This study aims to (1) use the thermal hydraulic and severe fuel damage (SFD) best-estimate computer modeling code SOCRAT/V3 for post-test calculation of QUENCH-LOCA-1 experiment and (2) estimate the SOCRAT code quality of modeling. The new QUENCH-LOCA bundle tests with different cladding materials will simulate a representative scenario for a loss-of-coolant-accident (LOCA) nuclear power plant (NPP) accident sequence in which the overheated (up to 1050℃) reactor core would be reflooded from the bottom by the emergency core cooling system (ECCS). The test QUENCH-LOCA-1 was successfully performed at the KIT, Karlsruhe, Germany, on February 2, 2012, and was the first test for this series after the commissioning test QUENCH-LOCA-0 conducted earlier. The SOCRAT/V3-calculated results describing thermal hydraulic, hydrogen generation, and thermomechanical behavior including rods ballooning and burst are in reasonable agreement with the experimental data. The results demonstrate the SOCRAT code's ability for realistic calculation of complicated LOCA scenarios.

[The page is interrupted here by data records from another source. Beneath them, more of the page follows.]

PR #52, opened 2013-02-21
Fixed buffer cleaning with nested buffers.

istvan-ujjmeszaros:


raveren:
I'm not fluent in `ob_*` functions, could you elaborate, what does this fix exactly and how is it better than the previous approach?

istvan-ujjmeszaros:
Basically nested buffer means that you start a buffer, and while the buffer is active, you start an other one. I am using it in hierarchical templates, so I can call a template from an other one and can manipulate the main template's content based on the sub template's requirements.

ob_clean() only clears the lastly created buffer, so the previously created buffer's contents are getting outputted before kint renders it's output.

The fix simply goes through all of the active buffers one-by-one, and drops all of their contents (ob_get_level() is maintained by PHP automatically, so there is no need to any extra action when using the fix).

From the [manual on ob_start()](http://php.net/manual/en/function.ob-start.php):
_Output buffers are stackable, that is, you may call ob_start() while another ob_start() is active. Just **make sure that you call ob_end_flush() the appropriate number of times**. If multiple output callback functions are active, output is being filtered sequentially through each of them in nesting order._

raveren:
Well that's embarrassing, thanks for the explanation, but when I glanced at your changes I thought it was the other way around - I somehow thought the lines you added were the ones you removed and vice versa and I was sure `while(ob_get_level())` was the correct way - thus the noob question. Sorry, and thanks again.

PR #55, opened 2013-03-16
Minor bugfix on dump() method

ulentini:
Hi, I started using your library and I find it quite useful.
While I was trying to modify it for my project I noticed a minor bug within `dump()` method in Kint class, so I fixed it.


raveren:
thanks!

raveren:
That's unfortunate, I must have miss-clicked and pressed cancel instead of merge previously, apologies.

ulentini:
No problem :)

PR #701, opened 2026-08-16
fix(behavior-model): harden configuration scalar and integer validation

Kayvan-Zahiri:
## Summary
- Hardens `BehaviorModelConfig.n_actions` and `BehaviorModel` method dimensions (`feature_dim`) against booleans, non-integer floats, and out-of-range values while accepting and canonicalizing the full NumPy integer family.
- Replaces raw `math.isfinite` checks on float scalars (`step_size`, `temperature`, `l2_penalty`, `max_gradient_norm`, `min_probability`, `ratio_clip`, `diagnostic_decay`) with `validated_float32_scalar` to enforce float32 bounds and reject booleans, non-finite values, and binary32 boundary overflow.

## Verification
- `PYTHONPATH=. pytest tests/test_behavior_model.py`: 26 passed
- `ruff check .`: clean
- `mypy alberta_framework/core/behavior_model.py`: clean

### DIFF
--- a/alberta_framework/core/behavior_model.py
+++ b/alberta_framework/core/behavior_model.py
@@ -11,17 +11,44 @@ from __future__ import annotations
 
 import dataclasses
 import functools
-import math
-from typing import Any
+import operator
+from typing import Any, SupportsIndex, cast
 
 import chex
 import jax
 import jax.numpy as jnp
 import jax.random as jr
+import numpy as np
 from jax import Array
 from jaxtyping import Bool, Float, Int
 
+from alberta_framework.core._float32_scalars import validated_float32_scalar
+
 _INT32_MAX = 2**31 - 1
+_ACTUAL_INT_TYPES = frozenset(
+    {
+        int,
+        np.int8,
+        np.int16,
+        np.int32,
+        np.int64,
+        np.uint8,
+        np.uint16,
+        np.uint32,
+        np.uint64,
+        np.longlong,
+        np.ulonglong,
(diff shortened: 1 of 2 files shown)


lalalune (changes requested):
The scalar intake direction is sound, but individual int32 axes do not make initialization allocation-safe: `weights` has shape `(n_actions, feature_dim)` and the known trainable/state/byte formulas can overflow the signed-int32 resource domain before `jnp.zeros`. Please preflight the derived parameter/state/byte counts in exact Python arithmetic before allocation, align `resource_budget()` with the same accepted domain, and add allocation-free last-legal/first-overflow tests. Expand coverage to every dtype-derived NumPy integer family plus hostile subclasses/class-spoof and float32 overflow/underflow/endpoint canonicalization for all scalar fields; preserve the legal `step_size=0` and exact serialization roundtrip.

lalalune:
Thank you — I preserved your exact integer/float32 validation commit and authorship in #723. The successor adds the requested shared derived-resource preflight across config/init/resource_budget, full NumPy integer and hostile-object coverage, allocation-free legal/overflow endpoints, exact scalar boundary tests, and serialization round-trips. Focused tests, Ruff, strict mypy, and diff-check pass. Closing this head as superseded.

lalalune:
Superseded by integrated replacement #729. This commit and authorship are preserved there, with the missing exact schema, hostile scalar/container, and derived state-byte contracts plus regressions.

PR #703, opened 2026-08-16
fix(gradient-mixer): harden representation gradient mixer integer validation

Kayvan-Zahiri:
## Summary
- Hardens `RepresentationGradientMixerConfig.representation_dim` against booleans, non-integer floats, and out-of-range dimensions while accepting and canonicalizing the full NumPy integer family.
- Enforces signed int32 bounds on representation dimension.

## Verification
- `PYTHONPATH=. pytest tests/test_representation_gradient_mixer.py`: 32 passed
- `ruff check .`: clean
- `mypy alberta_framework/core/representation_gradient_mixer.py`: clean

### DIFF
--- a/alberta_framework/core/representation_gradient_mixer.py
+++ b/alberta_framework/core/representation_gradient_mixer.py
@@ -12,9 +12,10 @@ from __future__ import annotations
 
 import dataclasses
 import math
+import operator
 from collections.abc import Mapping
 from numbers import Real
-from typing import Any, Literal, cast
+from typing import Any, Literal, SupportsIndex, cast
 
 import chex
 import jax.numpy as jnp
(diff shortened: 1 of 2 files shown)


lalalune (changes requested):
The exact integer gate is directionally correct, but the PR covers only two inputs and does not pin the full public contract. Please add every dtype-derived NumPy integer family, bool/NumPy bool, zero/negative/INT32 overflow, hostile subclass/class-spoof, canonical serialization, and allocation-free endpoint tests. Also preflight the mixer's config-derived persistent state scalar/byte counts (not only the single axis) before allocation, or document and test why representation_dim alone is the complete allocation contract.

lalalune:
Thank you — the exact integer compatibility is useful. I preserved your commit/authorship in #717 and added the requested derived float32 output-resource bound, canonical serialized budget, full NumPy integer matrix, hostile subclass/`__class__` spoof coverage, endpoint tests, and JSON round-trips. Closing this head as superseded by the verified successor.

PR #705, opened 2026-08-16
fix(learning-signals): complete float32 configuration safety

lalalune:
Supersedes #685 while preserving its contributor commit and integer hardening.

This successor validates every float32-consumed configuration scalar from one exact-ratio hook read, normalizes hostile conversion failures to ValueError, and enforces domains in both the exact host and narrowed binary32 representations. It also preserves fast-decay < slow-decay and variance-floor <= max-variance in both domains.

The numerical bounds now cover the operations, not just the inputs: max_input_magnitude is capped at the largest binary32 value whose worst-case signed difference can be squared without overflow; nonnegative calibration squares are similarly bounded; and the configured input/variance maxima cannot overflow total predictive variance.

Verification on rebased current main:
- 66 focused tests passed
- targeted Ruff passed
- strict mypy passed
- git diff --check passed

No evidence artifact or promotion claim is modified.

### DIFF
--- a/alberta_framework/core/learning_signals.py
+++ b/alberta_framework/core/learning_signals.py
@@ -42,15 +42,43 @@ from __future__ import annotations
 
 import dataclasses
 import math
-from typing import Any
+import operator
+from typing import Any, SupportsIndex, cast
 
 import chex
 import jax
 import jax.numpy as jnp
+import numpy as np
 from jax import Array
 from jaxtyping import Bool, Float, Int
 
+from alberta_framework.core._float32_scalars import validated_float32_scalar
+
 _INT32_MAX = 2_147_483_647
+_ACTUAL_INT_TYPES = frozenset(
+    {
+        int,
+        np.int8,
+        np.int16,
+        np.int32,
+        np.int64,
+        np.uint8,
+        np.uint16,
+        np.uint32,
+        np.uint64,
+        np.longlong,
+        np.ulonglong,
+    }
+)
+
+
+def _require_int32(name: str, value: object, *, minimum: int, maximum: int = _INT32_MAX) -> int:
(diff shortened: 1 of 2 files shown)


lalalune:
Hold for one remaining operation-sink audit: the new limits prove individual differences/squares are finite, but the implementation uses `jnp.mean`, whose reduction may accumulate a sum before division. With independently accepted large `ensemble_size`/`target_dim`, sums of squared deviations, variances, or normalized residual terms can overflow even when each term is within the new bound. Please either make these means overflow-safe by scaling before reduction or derive cross-field bounds that include the reduction lengths; add a manageable deterministic reproduction. Recheck calibration M2 accumulation across its accepted horizon as well.

lalalune:
Superseded by merged #716. Your exact-host/float32 cross-domain diagnosis was correct, but the proposed operational bound used M² where the implementation can form (2M)², and it did not account for int32-lifetime calibration M2 growth. #716 retains the one-read exact-ratio design, corrects both formulas, and stabilizes bounded reductions (65 focused tests; Ruff and strict mypy green).

lalalune:
Closing as superseded by merged #716. After #709 landed, #705 still had a real residual (operation-safe reductions and cross-field bounds), so it was not then fully superseded. #716 now covers that residual with the stronger actual-operation contracts: divide-before-sum reductions, the full `(2M)^2 + V` worst-case bound, exact/narrowed cross-field checks, and an int32-lifetime Welford M2 bound. I rebased and tested the #705 approach (102 focused tests passed) and found no unique behavior worth retaining over #716; its custom bounded-mean path is larger and its calibration bound is narrower than #716. No commits from the local rebased branch were pushed.

PR #706, opened 2026-08-16
fix(upgd-ipmnist): bound configuration-derived allocations

lalalune:
Supersedes #686 while preserving its contributor commit and exact NumPy integer support.

This successor uses operator.index only after exact runtime-type admission, emits fixed rejection messages that never evaluate an untrusted repr, and rejects hostile integer subclasses. It adds signed-int32 preflight bounds for the total run horizon, permutation schedule, each weight-matrix allocation, and the combined flattened parameter allocation used by optimizer/noise state.

The unrelated sklearn type-ignore deletion from #686 is restored.

Campaign provenance: this file is an active, permanently nonpromoting IPMNIST development-runner source. The change intentionally alters current source identity but does not rewrite any checked-in output. Existing shards retain their recorded historical provenance and must not be represented as generated by this revision. Remeasure the selected control under the new source before any new A/B comparison.

Verification on rebased current main:
- 103 focused tests passed
- targeted Ruff passed
- strict mypy passed
- git diff --check passed

PR #710, opened 2026-08-16
fix(upgd-ipmnist): validate integer allocation domains

lalalune:
## Summary

- preserve byt61 contributor attribution for the exact-integer validation from #686
- admit built-in integers plus every concrete signed/unsigned NumPy integer dtype family by exact type, canonicalized through `operator.index`
- reject booleans, duck-typed spoofs, hostile subclasses, and out-of-int32 values without evaluating rejected representations or hooks
- preflight the int32 run horizon/example schedule, permutation schedule, and complete parameter allocation including biases
- restore the unrelated sklearn typing suppression and add allocation-free exact-boundary, adjacent-overflow, spoof/subclass, dtype-family, and serialization-roundtrip tests

## Derived domains

The run horizon is bounded because it is both the example-schedule element count and the lifetime of the int32 learner step counter. `n_tasks * input_dim` bounds the int32-indexed permutation schedule. The complete MLP scalar count bounds every parameter shape and the flat random/noise allocation and split accounting. Python computes these products exactly before any JAX or NumPy allocation.

## Validation

- `pytest tests/test_upgd_ipmnist.py -q` — 107 passed
- `ruff check .` — passed
- `mypy` — 168 source files passed

## Evidence and remeasurement

No output artifact was edited. This runner is an active development-only, permanently nonpromoting campaign source, so the source change intentionally creates a new source identity. Existing historical receipts remain immutable and bound to their recorded sources. Before any new A/B comparison, remeasure the selected control on this exact source/configuration; do not compare a new candidate against old control artifacts or treat the validation-only change as scientific evidence.

### DIFF
--- a/alberta_framework/benchmarks/upgd_ipmnist.py
+++ b/alberta_framework/benchmarks/upgd_ipmnist.py
@@ -94,6 +94,7 @@ import hashlib
 import json
 import logging
 import math
+import operator
 import os
 import platform
 import tempfile
@@ -101,7 +102,7 @@ import time
 from collections.abc import Callable, Iterator, Mapping, Sequence
 from dataclasses import dataclass
 from pathlib import Path
-from typing import Any, Literal
+from typing import Any, Literal, SupportsIndex, cast
 
 import chex
 import jax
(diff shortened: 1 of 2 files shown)


lalalune:
Duplicate of #706 after consolidation. #706 retains its more precise per-matrix production preflights and now includes the stronger tests from this branch: hostile duck and NumPy subclasses, adjacent horizon/schedule overflow, all three weight matrices, exact total-parameter boundary plus adjacent failure, and NumPy-scalar config roundtrip. Continuing with one successor avoids competing equivalent implementations.

lalalune:
Superseded by merged #719. The successor preserves both commits and all #710 coverage, while also validating exact pool-size types and bounding `noise_pool_steps * parameter_count` before the JAX pool allocation.

PR #711, opened 2026-08-16
fix(latent-world-model): harden configuration integer and scalar bounds

Kayvan-Zahiri:
## Summary
- Adds `__post_init__` to `LatentWorldModelConfig` with `_require_int32` integer validation on `observation_dim`, `n_actions`, `latent_dim`, and `hidden_sizes` to reject booleans, non-integer floats, and out-of-range dimensions while accepting and canonicalizing the full NumPy integer family.
- Enforces strict int32 bounds and tuple validation across model configuration and initialization.

## Verification
- `PYTHONPATH=. pytest tests/test_latent_world_model.py`: 39 passed
- `ruff check .`: clean
- `mypy alberta_framework/core/latent_world_model.py`: clean

### DIFF
--- a/alberta_framework/core/latent_world_model.py
+++ b/alberta_framework/core/latent_world_model.py
@@ -48,12 +48,14 @@ from __future__ import annotations
 
 import dataclasses
 import functools
-from typing import Any, cast
+import operator
+from typing import Any, SupportsIndex, cast
 
 import chex
 import jax
 import jax.numpy as jnp
 import jax.random as jr
+import numpy as np
 from jax import Array
 from jaxtyping import Bool, Float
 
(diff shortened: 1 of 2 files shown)


lalalune (changes requested):
This is directionally useful, and the exact int gate/operator.index choice is sound, but it is not yet safe to merge. The focused suite passes (39 tests; scoped Ruff/mypy/diff clean), while several execution and serialization contracts remain uncovered:

1. Individual int32 fields are insufficient for the JAX allocation/index sinks. Preflight exact-Python derived dimensions before allocation: `latent_dim + 2` heads, `latent_dim + n_actions` (and the action-conditional `latent_dim * n_actions` term), `observation_dim * latent_dim`, plus the MultiHead hidden/output parameter products and total persistent state scalar/byte budget. Values that are individually <= INT32_MAX can overflow these sums/products or attempt impossible allocations.
2. `LatentWorldModelConfig.from_config` still does `dict(config)`, silently ignores/wrongly accepts `type`, and converts arbitrary iterables with `tuple(...)`; the outer model loader has the same schema/coercion problem. Require exact built-in dicts, exact fields/type, and exact JSON lists at serialized boundaries without iterating hostile values. Constructor tuples can remain the canonical programmatic form.
3. The new `__post_init__` claims configuration validation but only validates integers. Float fields and `observation_scale` remain unvalidated until `LatentWorldModel(config)`, so malformed configs can still be constructed/serialized. Consolidate the existing exact host-ratio + float32-sink validation into construction and canonical storage (including exact tuple structure/length), preserving each established endpoint.
4. Tests cover only four NumPy types and no max/derived overflow, bool/class-spoof/hostile index or repr hooks, tuple/list subclasses, hostile ratio hooks, canonical scalar storage, JSON round-trip, or exact outer/nested schema. Add the full dtype-derived integer family and failing-test-first regressions for these boundaries without allocating at maximum values.
5. Please revert the unrelated whole-file formatting churn; it obscures this already high-risk diff and is not enforced by the repository Ruff check.

No pinned outputs should be edited. This file is L0/nonpromoting, but any active development source identity should naturally change and be remeasured under its lane policy.

lalalune:
Superseded by merged #735, which preserves your original commit/authorship and completes the config-time scalar, boolean/container, schema, derived-allocation, and generated-parameter contracts with retained regressions.

lalalune:
Superseded by merged #735 plus residual #743. The successor preserves the contributor work already landed in main and completes aggregate persistent resource preflights, strict supported schemas, nested learner compatibility, full NumPy integer-family coverage, and hostile-hook regressions.

PR #714, opened 2026-08-16
fix(router): preserve mapping config compatibility

lalalune:
Follow-up to #704. Restores the documented `Mapping[str, object]` deserialization contract instead of requiring an exact built-in dict, while retaining #704’s strict flat schema, exact string discriminators, resource formulas, and hostile-input safety. Mapping contents are copied once under ordinary-Exception normalization; valid immutable/custom mappings remain supported and hostile hooks cannot escape as arbitrary exceptions or execute repr.

Validation:
- `tests/test_feature_bank_router.py`: 42 passed
- scoped Ruff: clean
- strict source mypy: clean
- diff check: clean

No evidence source or artifact changes.

### DIFF
--- a/alberta_framework/core/feature_bank_router.py
+++ b/alberta_framework/core/feature_bank_router.py
@@ -28,6 +28,7 @@ from __future__ import annotations
 import dataclasses
 import functools
 import operator
+from collections.abc import Mapping
 from typing import Any, SupportsIndex, cast
 
 import jax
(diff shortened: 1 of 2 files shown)


lalalune:
Deep review complete: this correctly restores the documented Mapping boundary while preserving #704’s exact flat schema/discriminator checks. `issubclass(type(config), Mapping)` rejects non-mappings without executing instance spoof hooks; the one explicit `dict(config)` read supports immutable/custom mappings and normalizes ordinary hostile hook failures to ValueError without formatting the object. MappingProxy round-trip and hostile iteration are covered; runtime/resource formulas and evidence surfaces are unchanged. Merge when required checks pass.

PR #720, opened 2026-08-16
fix(multi-head): complete shared validation and allocation contracts

lalalune:
Supersedes #691 and #695 while preserving the latest contributor-authored #691 commit as the first commit in this branch.

The shared `MultiHeadMLPLearner` is the canonical validation boundary. This replacement:

- accepts and canonicalizes built-in integers plus every NumPy signed/unsigned integer dtype family for `n_heads`, every hidden width, and `init(feature_dim)` while rejecting booleans, subclasses, and class/index/repr spoofs without invoking hostile hooks;
- preserves the supported `hidden_sizes=()` linear baseline and verifies its initialized prediction path under JIT;
- preflights exact parameter, directly allocated state-scalar, and state-byte counts in Python before any JAX allocation, both at construction and once `feature_dim` is known;
- retains exact host plus float32-sink validation for every per-head decay and requires actual tuples at constructors;
- preserves historical deserialization compatibility: exact JSON lists and exact in-process tuples are accepted for `hidden_sizes` and `per_head_gamma_lamda`, while strings, generators, subclasses, and spoofed iterables are rejected without iteration;
- deliberately keeps the permissive outer mapping/type-marker behavior; it does not add an unrelated exact-dict/full-field schema requirement;
- makes `CBPMultiHeadMLPLearner` reuse the shared canonical values and sequence guard, eliminating the need for #695's duplicate wrapper validation.

Verification on final head `58527c5`:

- focused MultiHead + CBP suites: 144 passed in 86.82s
- validation-only regressions: 16 passed
- adjacent config/Horde/SARSA/forward-view suites: 131 passed
- `ruff check .`: clean
- strict `mypy`: clean (168 source files)
- `git diff --check`: clean

Neither changed source file is registered in the five-claim evidence manifest, and no `outputs/**` artifacts are modified. Historical development snapshots that inventory these files remain historical; this engineering change creates no evidence or promotion.

### DIFF
--- a/alberta_framework/core/continual_backprop.py
+++ b/alberta_framework/core/continual_backprop.py
@@ -83,6 +83,7 @@ from alberta_framework.core.multi_head_learner import (
     MultiHeadMLPLearner,
     MultiHeadMLPState,
     MultiHeadMLPUpdateResult,
+    _require_config_sequence,
 )
 from alberta_framework.core.normalizers import Normalizer
 from alberta_framework.core.optimizers import Bounder
@@ -771,8 +772,6 @@ class CBPMultiHeadMLPLearner:
             utility_decay: EMA decay for the underlying MLP's native
                 hidden-unit utility diagnostics.
         """
-        self._n_heads = n_heads
-        self._hidden_sizes = hidden_sizes
         self._cbp_config = cbp_config or ContinualBackpropConfig()
         self._sparsity = sparsity
         self._leaky_relu_slope = leaky_relu_slope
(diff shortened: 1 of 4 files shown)


lalalune:
Closing as fully superseded by merged #715. Current main already contains the preserved contributor validation plus the shared allocation repair and CBP delegation (`77351da`, `263978b`, `4c0d1f1`); this branch now conflicts only because the equivalent content landed through the consolidated integration. No behavioral residual remains.

lalalune:
Superseded by merged #727, which implements the same aggregate direct-state parameter/scalar/byte preflights on top of the strict shared MultiHead/CBP boundary from #715. I rebased this branch to current main; no independent diff remains.

PR #712, opened 2026-08-16
fix(recurrent-ensemble): harden ensemble configuration integer validation and canonicalization

Kayvan-Zahiri:
## Summary
- Hardens `RecurrentLatentWorldModelEnsembleConfig` integer fields (`observation_dim`, `n_actions`, `latent_dim`, `ensemble_size`, `max_updates`, `uncertainty_warmup_steps`) to reject booleans, non-integer floats, and out-of-bounds dimensions while accepting and canonicalizing the full NumPy integer family.
- Canonicalizes all integer attributes to Python `int` on construction.

## Verification
- `PYTHONPATH=. pytest tests/test_recurrent_latent_world_model_ensemble.py`: 56 passed
- `ruff check .`: clean
- `mypy alberta_framework/core/recurrent_latent_world_model_ensemble.py`: clean
- No registered evidence artifacts modified.

PR #722, opened 2026-08-16
fix(recurrent-ensemble): validate exact integer configuration

lalalune:
## Summary

Successor to #712 retaining the contributor commit. It admits and canonicalizes the complete supported NumPy integer scalar family for all six integer configuration fields while rejecting booleans, floats, subclasses/spoofs, and values outside signed-int32 counter domains. Existing exact persistent-state resource accounting continues to preflight all derived allocation products under the 256 MiB cap before initialization.

The follow-up coverage exercises every dtype-derived signed/unsigned NumPy integer type across every field, hostile subclass/spoof behavior without repr execution, adjacent counter overflow, and canonical JSON round-trip.

## Verification

- `tests/test_recurrent_latent_world_model_ensemble.py`: 119 passed
- scoped Ruff: clean
- strict source mypy: clean
- diff check: clean

L0/nonpromoting source only; no pinned evidence outputs changed.

### DIFF
--- a/alberta_framework/core/recurrent_latent_world_model_ensemble.py
+++ b/alberta_framework/core/recurrent_latent_world_model_ensemble.py
@@ -46,10 +46,11 @@ import functools
 import hashlib
 import json
 import math
+import operator
 from collections.abc import Mapping
 from numbers import Real
 from pathlib import Path
-from typing import Any, cast
+from typing import Any, SupportsIndex, cast
 
 import chex
 import jax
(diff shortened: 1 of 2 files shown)


lalalune:
Superseded by merged #735. I compared the live files directly: main now has the same full builtin/NumPy exact integer canonicalization across all six fields and round-trip/resource tests, plus stronger exact-dict nested/outer schema gates, a shared nonnegative warmup validator, and the same pre-allocation 256 MiB derived-state cap. #722 would regress those schema/helper improvements and has no unique runtime residual; its additional hostile/counter assertions exercise the same exact-type gates already covered. Closing rather than merging a stale duplicate.

PR #731, opened 2026-08-16
fix(continual-multiagent): harden benchmark configuration integer validation

Kayvan-Zahiri:
## Summary
- Hardens `ContinualMultiAgentConfig` integer dimensions (`phase_steps`, `nuisance_dim`, `probe_horizon`, `probe_tail_steps`, `recovery_window`, `bootstrap_resamples`, `bootstrap_seed`) and `AcceptanceThresholds` integer fields (`minimum_seed_count`, `evidence_seed_start`) with `_require_int32` to reject booleans and non-integer floats while accepting and canonicalizing the full NumPy integer family.

## Verification
- `PYTHONPATH=. pytest tests/test_continual_multiagent_benchmark.py tests/test_recurring_multiagent_stream.py`: 54 passed
- `ruff check .`: clean
- `mypy alberta_framework/evaluation/continual_multiagent.py`: clean

### DIFF
--- a/alberta_framework/evaluation/continual_multiagent.py
+++ b/alberta_framework/evaluation/continual_multiagent.py
@@ -32,10 +32,11 @@ solution.  All updates are predict-act-observe-update and use no replay.
 
 from __future__ import annotations
 
+import operator
 from collections.abc import Callable, Sequence
 from dataclasses import dataclass
 from time import perf_counter, perf_counter_ns
-from typing import Literal
+from typing import Literal, SupportsIndex, cast
 
 import jax
 import jax.numpy as jnp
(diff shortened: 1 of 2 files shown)


lalalune (changes requested):
The exact-type/operator.index direction is correct, but this registered evaluation source needs additional fail-closed work before merge. Focused tests do not cover the actual derived execution domains:

1. `total_steps = 3 * phase_steps`, `_probe_state` stores `context * phase_steps` in int32, and phase boundaries include `2 * phase_steps`. An individually int32 `phase_steps` can therefore overflow telemetry. Preflight the exact derived horizon (at minimum `phase_steps <= INT32_MAX // 3`) before JAX/array work.
2. `nuisance_dim` controls persistent and per-step arrays through RecurringTwoAgentWorld, but neither this config nor that constructor currently bounds the derived float32 scalar/byte budget. Likewise `bootstrap_resamples` controls bootstrap work/allocation with no practical or derived resource ceiling. Add explicit exact resource formulas/caps before allocation, not only individual int32 admission.
3. `evidence_seed_start + minimum_seed_count` is used to construct the exact held-out schedule but is not preflighted. Validate the exclusive end and every downstream seed/JAX-key domain so the range cannot cross its supported sink. `bootstrap_seed` deliberately uses uint32, so name/use a uint32 seed validator rather than `_require_int32(... maximum=2**32-1)`.
4. Tests cover only a few NumPy types. Add all dtype-derived signed/unsigned NumPy integer families for every field, hostile int subclasses/class spoofs/repr hooks, bools for AcceptanceThresholds, adjacent derived-overflow cases, and canonical serialized/artifact round-trips without running the expensive benchmark at maximum values. Preserve the frozen default protocol exactly.
5. The source/test reformatting is unrelated and should be reverted to keep the scientific diff auditable.

Evidence note: `alberta_framework/evaluation/continual_multiagent.py` is a registered source for the accepted recurring_multiagent_coadaptation artifact. This PR does not modify outputs (good), but it does invalidate that persisted artifact by source-hash drift until the frozen protocol is rerun and strictly validated. Do not edit or rehash the pinned artifact to silence that expected fail-closed result.

lalalune:
The exact integer intake is directionally correct, but individual bounds do not protect the three-phase horizon, float64 result buffers, recurring-world state, bootstrap workspace, uint32 seed schedule, or float32 configuration sinks. Superseded by contributor-preserving #753 with exact pre-allocation formulas and adversarial/adjacent-boundary coverage. The pinned accepted artifact remains untouched and should fail closed on source drift.

PR #733, opened 2026-08-16
fix(ftl-decision-fidelity): harden evaluation configuration integer validation

Kayvan-Zahiri:
## Summary
- Hardens `DecisionFidelityConfig` integer fields (`phase_steps`, `horizon`, `probes_per_domain`, `projection_dim`, `bins`, `bootstrap_resamples`, `bootstrap_seed`) with `_require_int32` to reject booleans and non-integer floats while accepting and canonicalizing the full NumPy integer family.

## Verification
- `PYTHONPATH=. pytest tests/test_ftl_decision_fidelity.py tests/test_ftl_decision_cli.py tests/test_ftl_decision_artifact.py`: 48 passed
- `ruff check .`: clean
- `mypy alberta_framework/evaluation/ftl_decision_fidelity.py`: clean

### DIFF
--- a/alberta_framework/evaluation/ftl_decision_fidelity.py
+++ b/alberta_framework/evaluation/ftl_decision_fidelity.py
@@ -30,9 +30,10 @@ completion of the Alberta Plan.
 
 from __future__ import annotations
 
+import operator
 from collections.abc import Sequence
 from dataclasses import dataclass
-from typing import NamedTuple
+from typing import NamedTuple, SupportsIndex, cast
 
 import jax
 import jax.numpy as jnp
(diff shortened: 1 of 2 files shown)


lalalune (changes requested):
The exact integer gate is a good start, but this evaluation configuration still needs its derived and scalar domains closed before merge:

1. Preflight exact products/sums used by the evaluation before construction/allocation: phase schedule length, domains × probes × horizon rollout work, `projection_dim * bins` feature/index width, projection/FTL parameter and persistent state scalar/byte counts, and bootstrap_resamples × sample-count draw allocation. Individual int32 fields do not prevent product overflow or OOM. Reuse the live SparseFTL resource contract where possible rather than duplicating a weaker formula.
2. `bootstrap_seed` is uint32, not int32; use the shared/full uint32 seed validator. Cap bootstrap draws using an explicit resource contract and validate before `generator.integers(size=(resamples, values.size))`.
3. The remaining configuration surface is still coercive: require exact tuple structure for menu_amplitudes, normalize hostile container/ratio/conversion exceptions, and canonicalize ridge/prediction_clip/state_bound/action_cost/confidence_level through exact host-ratio + float32 sinks while preserving frozen endpoints/default values. Do not accept bools or tuple subclasses.
4. Add every dtype-derived NumPy integer family across every field; hostile int/Real subclasses, class spoofs, repr/index/ratio hooks; adjacent derived-overflow and no-allocation resource tests; canonical serialization/artifact reconstruction; and tests proving the frozen config bytes/default evaluation semantics remain unchanged.

This is registered scientific-evidence code for the historical FTL decision-fidelity chain. Do not edit pinned artifacts or hashes. Source changes must leave the frozen artifact fail-closed invalid until the exact historical/frozen protocol is rerun and strict validation succeeds; the PR description should disclose that impact.

lalalune:
Superseded by #757, which preserves this contributor commit and completes the requested derived resource, uint32 seed, exact float/menu, hostile-hook, canonical serialization, and fail-closed evidence coverage.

机译:这项研究的目的是(1)使用热液压和严重燃料损坏(SFD)最佳估计计算机建模代码SOCRAT / V3进行QUENCH-LOCA-1实验的后测试计算,以及(2)评估SOCRAT代码的建模质量。新的QUENCH-LOCA束测试使用不同的包层材料,将模拟冷却剂事故(LOCA)核电站(NPP)事故序列的典型场景,在该序列中,过热(最高1050℃)反应堆堆芯紧急核心冷却系统(ECCS)从底部驱散。 QUENCH-LOCA-1测试已于2012年2月2日在德国卡尔斯鲁厄的KIT成功进行,并且是该系列的第一个测试,是此前进行的QUENCH-LOCA-0调试测试之后的结果。 SOCRAT / V3计算得出的结果描述了热工水力,氢气的产生和热机械行为(包括棒的膨胀和爆裂),与实验数据基本吻合。结果证明了SOCRAT代码具有对复杂LOCA方案进行实际计算的能力。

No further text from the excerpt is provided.